Atomically precise metal cluster–assembled materials provide a powerful platform for engineering modular photophysical responses through well-defined cluster–linker interfaces. Here we report two copper cluster-assembled materials (CCAMs), Cu₁₀-bddi and Cu₁₀-dptp, obtained through the reticular integration of a decanuclear copper cluster with either a linear diisonicotinate linker (bddi) or a π-extended thiophene–dipyridyl linker (dptp). Single-crystal X-ray diffraction reveals distinct coordination chemistries: Cu₁₀-bddi features a Cu(I)-rich cluster bridged by thiolate and carboxylate donors to generate 1D chains, whereas Cu₁₀-dptp incorporates N-donor linkers to stabilize a Cu(I)-rich cluster environment assembled into fully extended 2D sheets. X-ray photoelectron spectroscopy corroborates these oxidation-state assignments and highlights the differing electronic structures of the two frameworks. Both CCAMs exhibit permanent microporosity arising from periodic cluster packing, enabling efficient molecular access to the luminescent cluster nodes. Optical studies disclose linker-to-cluster–coupled absorption features and distinct emission signatures in water.
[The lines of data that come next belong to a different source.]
Issue #4901, opened 2026-03-04
Hybrid Intel+NVIDIA: Chromium hardware acceleration requires manual workarounds


josefdc:
## System details

- **CPU:** 13th Gen Intel (Raptor Lake-P)
- **GPU (integrated):** Intel Iris Xe Graphics (RPL-P)
- **GPU (discrete):** NVIDIA GeForce RTX 3050 6GB Laptop GPU
- **Drivers:** nvidia-open-dkms 590.48.01, Mesa 26.0.1, intel-media-driver 25.3.4
- **Omarchy:** 3.4.1
- **Kernel:** 6.18.13-arch1-1
- **Chromium:** 145.0.7632.116

## Problem

On hybrid Intel+NVIDIA laptops, Chromium's hardware acceleration is broken out of the box. Enabling "Use hardware acceleration when available" in Chromium settings causes **black screen, flickering, and visual corruption**. This forces users to disable hardware acceleration entirely, losing VAAPI video decode and GPU rasterization.

The root cause is a **cross-GPU DMA-BUF incompatibility**: Hyprland's compositor runs on the NVIDIA GPU, while Chromium renders via the Intel GPU through ANGLE/OpenGL. When Chromium's GPU compositor tries to import NVIDIA DMA-BUF buffers as EGLImages on the Intel GPU, it fails with `EGL_BAD_MATCH (0x3009)`, producing hundreds of errors per second:

```
eglCreateImage failed with 0x00003009
OzoneImageBacking::ProduceSkiaGanesh failed to create GL representation
SharedImageManager::ProduceSkia: Trying to produce a Skia representation from an incompatible backing: OzoneImageBacking
```

This is the same issue reported in #3899 (same hardware: 13th Gen Intel + RTX 3050).

### 1. Set `LIBVA_DRIVER_NAME=iHD` in `~/.config/hypr/envs.conf`
**Result: Partially successful.** Without this, `vainfo` defaults to NVIDIA's NVDEC driver which has limited VAAPI support. With `iHD`, Intel's full VAAPI stack activates (60+ profiles including H264, VP9, HEVC, AV1 encode/decode).

### 2. Added VA-API flags to `chromium-flags.conf` (as proposed in #4773)
```
--enable-features=VaapiVideoDecodeLinuxGL,VaapiVideoEncoder
--enable-gpu-rasterization
--enable-zero-copy
--ignore-gpu-blocklist
```
[...]

PR #7851, opened 2026-08-23
Don't force the NVIDIA VA-API driver on hybrid-GPU systems

Suzu1Dev:
## Problem

On hybrid Intel+NVIDIA laptops, `default/hypr/nvidia.lua` sets `LIBVA_DRIVER_NAME=nvidia` for any GSP-capable NVIDIA GPU. On hybrid systems the iGPU drives the display, and Chromium's GPU process deliberately skips the NVIDIA DRM device (logs `Should skip nVidia device named: nvidia-drm`) and uses the Intel render node. With libva forced to the NVIDIA driver, VA-API cannot initialize for the Intel node: the Chromium GPU process loads `nvidia_drv_video.so` but never `iHD_drv_video.so`, so hardware video decode is dead and playback falls back to software decode. In practice, buffered 24-30fps VOD mostly survives on CPU, but 60fps live streams stutter and freeze the browser. Same root cause as the VAAPI part of #4901.

## Fix

Only force `LIBVA_DRIVER_NAME=nvidia` when the system is *not* hybrid. The new `omarchy-hw-hybrid-gpu-sysfs` detector reports hybrid when display-class PCI devices from more than one vendor are present. Like the existing `omarchy-hw-nvidia*` detectors it reads cached sysfs IDs instead of lspci (which resumes runtime-suspended GPUs and can exceed Hyprland's config reload budget), and unlike `omarchy-hw-hybrid-gpu` it never queries supergfxd, so it is always fast enough to run during config reload.

With the variable unset, libva auto-selects the driver per device (iHD for the Intel node, nvidia for the dGPU node) — verified with ffmpeg VA-API decode on both render nodes of a hybrid laptop.

`NVD_BACKEND=direct` and `__GLX_VENDOR_LIBRARY_NAME=nvidia` are unchanged: the former only matters when libva-nvidia-driver is actually used, the latter only affects GLX/XWayland clients.

## Testing

- Detector fixtures via `OMARCHY_PCI_DEVICES_PATH`: single NVIDIA → no, Intel+NVIDIA → yes, dual NVIDIA → no, Intel+AMD → yes, non-GPU only → no; real hybrid laptop (Core Ultra 9 285H + RTX 5090, Omarchy 4.0.0) → yes.
- On the affected machine, applying the equivalent session override (`LIBVA_DRIVER_NAME=iHD`) makes newly launched apps — including ones started through `uwsm app` — pick up the corrected driver, and Chromium VA-API initializes against the Intel iGPU.
- `./test/all` passes except 4 pre-existing environment-dependent failures (tests requiring an `omarchy-pkgs` checkout or a graphical session); they fail identically on unmodified master.

Refs #4901

### DIFF
--- a/bin/omarchy-hw-hybrid-gpu-sysfs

These properties render the materials effective luminescent probes for creatinine, an essential biomarker for kidney function. Cu₁₀-bddi undergoes strong fluorescence quenching upon creatinine binding, attributable to efficient photoinduced electron or energy transfer within its confined 1D channels. Conversely, Cu₁₀-dptp displays emission enhancement, consistent with rigidity-induced suppression of nonradiative decay within its 2D π-extended environment. Both sensing processes follow Stern–Volmer behavior and afford low detection limits. Importantly, each CCAM demonstrates excellent recyclability over fifteen sensing cycles, with FT-IR confirming structural integrity. This work shows that reticular Cu₁₀ cluster assembly enables robust, reusable luminescent sensors and underscores how oxidation state, dimensionality, and pore architecture govern aqueous analyte recognition.